There is something alluring in a subtext that divides its characters into those who hide during Purge night and those who murder (or at least attempt to do so). The world is full of passives and aggressives, subs and doms, bottoms and tops, DeMonaco suggests. If he wants to keep his finger on the pulse, he should explore this in the next entry, perhaps via those who don’t fall neatly into the binary—the mercurial, the versatiles, the Purge fluids. Just kidding—DeMonaco should most certainly not do this.

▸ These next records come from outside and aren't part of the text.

PR #284, opened 2022-03-18
Idempotency - disable repo command

teja-nanduri:
Fixes: #287 

This PR makes the disable repo command idempotent

- [x] Issue linked

### DIFF
--- a/src/Octoshift/AdoApi.cs
+++ b/src/Octoshift/AdoApi.cs
@@ -64,13 +64,13 @@ namespace OctoshiftCLI
             return data.Select(x => (string)x["name"]).ToList();
         }
 
-        public virtual async Task<IEnumerable<string>> GetNonDisabledRepos(string org, string teamProject) => (await GetRepos(org, teamProject)).Where(x => !x.IsDisabled).Select(x => x.Name).ToList();
+        public virtual async Task<IEnumerable<string>> GetEnabledRepos(string org, string teamProject) => (await GetRepos(org, teamProject)).Where(x => !x.IsDisabled).Select(x => x.Name).ToList();
 
         public virtual async Task<IEnumerable<(string Id, string Name, bool IsDisabled)>> GetRepos(string org, string teamProject)
         {
             var url = $"https://dev.azure.com/{org}/{teamProject}/_apis/git/repositories?api-version=6.1-preview.1";
             var data = await _client.GetWithPagingAsync(url);
-            return data.Select(x => ((string)x["id"], (string)x["name"], ((string)x["isDisabled"]).Equals("True", StringComparison.OrdinalIgnoreCase)))
+            return data.Select(x => ((string)x["id"], (string)x["name"], ((string)x["isDisabled"]).ToBool()))
                        .ToList();
         }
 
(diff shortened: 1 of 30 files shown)


src/Octoshift/AdoApi.cs
```diff
@@ -64,12 +64,13 @@ public virtual async Task<IEnumerable<string>> GetTeamProjects(string org)
...
-        public virtual async Task<IEnumerable<string>> GetRepos(string org, string teamProject)
+        public virtual async Task<IEnumerable<string>> GetNonDisabledRepos(string org, string teamProject) => (await GetRepos(org, teamProject)).Where(x => !x.IsDisabled).Select(x => x.Name).ToList();
+
+        public virtual async Task<IEnumerable<(string Id, string Name, bool IsDisabled)>> GetRepos(string org, string teamProject)
         {
             var url = $"https://dev.azure.com/{org}/{teamProject}/_apis/git/repositories?api-version=6.1-preview.1";
             var data = await _client.GetWithPagingAsync(url);
-            return data.Where(x => ((string)x["isDisabled"]).ToUpperInvariant() == "FALSE")
-                       .Select(x => (string)x["name"])
+            return data.Select(x => ((string)x["id"], (string)x["name"], ((string)x["isDisabled"]).Equals("True", StringComparison.OrdinalIgnoreCase)))
```
ArinGhazarian, line 73: nit: since we're refactoring, it'd be better to just parse the bool instead of comparison:
`bool.Parse((string)x["isDisabled"])`, it will parse to a bool value regardless of casing. We can even use `TryParse` if we expect an invalid bool value. You can also take it a step further if you like with an extension method for any string 😃  like this:

```c#
public static bool ToBool(this string s) => bool.TryParse(s, out var result) && result;
```

src/Octoshift/AdoApi.cs
```diff
@@ -64,12 +64,13 @@ public virtual async Task<IEnumerable<string>> GetTeamProjects(string org)
             return data.Select(x => (string)x["name"]).ToList();
         }
 
-        public virtual async Task<IEnumerable<string>> GetRepos(string org, string teamProject)
+        public virtual async Task<IEnumerable<string>> GetNonDisabledRepos(string org, string teamProject) => (await GetRepos(org, teamProject)).Where(x => !x.IsDisabled).Select(x => x.Name).ToList();
```
ArinGhazarian, line 67: wouldn't it be better to call this `GetEnabledRepos`?

src/Octoshift/AdoApi.cs
```diff
@@ -275,6 +276,7 @@ public virtual async Task<string> GetRepoId(string org, string teamProject, stri
                 url = $"https://dev.azure.com/{org}/{teamProject}/_apis/git/repositories?api-version=4.1";
 
                 var response = await _client.GetWithPagingAsync(url);
+                Console.WriteLine(response);
```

Because the story of an aggro man protecting a woman, who despite being a frontrunner for President has very little to say, is so inert, DeMonaco peppers his flick with some visually inspired set pieces highlighting the carnal creativity of his extras that his protagonists behold as they ride around in armored cars, peeping the depravity that comes but once a year. Highlights include a top-lit guillotine being used in an alley, and a backlit tree with bodies hanging from it as murderers dance underneath in chiffon. The best scene involves a bunch of young girls who roll up to a convenience store in a VW Bug adorned in Christmas lights. Wearing tutus and bearing cleavage, with automatic firearms in hand, they twirl around to a distorted version of Miley Cyrus’s “Party in the USA.” For 30 seconds, the movie convinces you that even art is possible among all the misery.

The climax hinges on protecting the Hillary analog’s conservative opponent in the election, who’s unfortunately not a stand-in for Trump, but more of a Tea Party evangelical type named Minister Edwidge Owens (Kyle Secor). Someone realizes that his own people may assassinate him to make him a martyr and bolster their cause (thus win the presidency), and so the liberal anti-Purgers infiltrate the church where Owens is presiding on Purge night and attempting to conduct a human sacrifice. He is spared as the anti-Purgers shoot up a church with machine guns, killing dozens of their ideological opponents, as though that wouldn’t create a congregation of martyrs others could use to whine about how religion is now under attack. So that’s stupid.

And then, in this movie’s conclusion, we find out that Roan emerges victorious on Election Day, which happens to fall on May 26. So that’s even stupider.

As it sometimes happens during all-media screenings of big studio movies, the crowd in the screening I attended was a mix of critics and the general public—the latter group was almost entirely teenagers. At the end of this 105-minute movie, many of them applauded. As the credits rolled, the song booming in the theater was David Bowie’s “I’m Afraid of Americans.” Indeed.